## AIM OF THE TASK
Set down exactly, from the records below, the line with "[ST] - Add support" through the line with "Just for the", and nothing else.

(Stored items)

================================

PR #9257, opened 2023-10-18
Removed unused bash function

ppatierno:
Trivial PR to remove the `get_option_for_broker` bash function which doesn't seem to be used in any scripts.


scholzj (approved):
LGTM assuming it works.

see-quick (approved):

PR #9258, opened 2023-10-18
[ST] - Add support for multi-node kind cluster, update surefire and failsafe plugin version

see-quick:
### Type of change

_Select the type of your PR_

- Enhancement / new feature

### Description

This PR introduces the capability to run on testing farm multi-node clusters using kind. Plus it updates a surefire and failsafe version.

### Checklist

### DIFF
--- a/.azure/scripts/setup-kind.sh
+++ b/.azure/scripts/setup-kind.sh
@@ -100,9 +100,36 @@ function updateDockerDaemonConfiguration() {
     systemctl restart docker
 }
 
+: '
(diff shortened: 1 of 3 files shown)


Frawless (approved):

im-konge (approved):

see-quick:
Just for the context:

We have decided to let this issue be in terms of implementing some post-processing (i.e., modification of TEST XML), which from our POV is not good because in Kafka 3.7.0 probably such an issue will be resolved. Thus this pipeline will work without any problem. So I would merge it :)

================================

## ANSWER SECTION
[ST] - Add support for multi-node kind cluster, update surefire and failsafe plugin version

see-quick:
### Type of change

_Select the type of your PR_

- Enhancement / new feature

### Description

This PR introduces the capability to run on testing farm multi-node clusters using kind. Plus it updates a surefire and failsafe version.

### Checklist

### DIFF
--- a/.azure/scripts/setup-kind.sh
+++ b/.azure/scripts/setup-kind.sh
@@ -100,9 +100,36 @@ function updateDockerDaemonConfiguration() {
     systemctl restart docker
 }
 
+: '
(diff shortened: 1 of 3 files shown)


Frawless (approved):

im-konge (approved):

see-quick:
Just for the context:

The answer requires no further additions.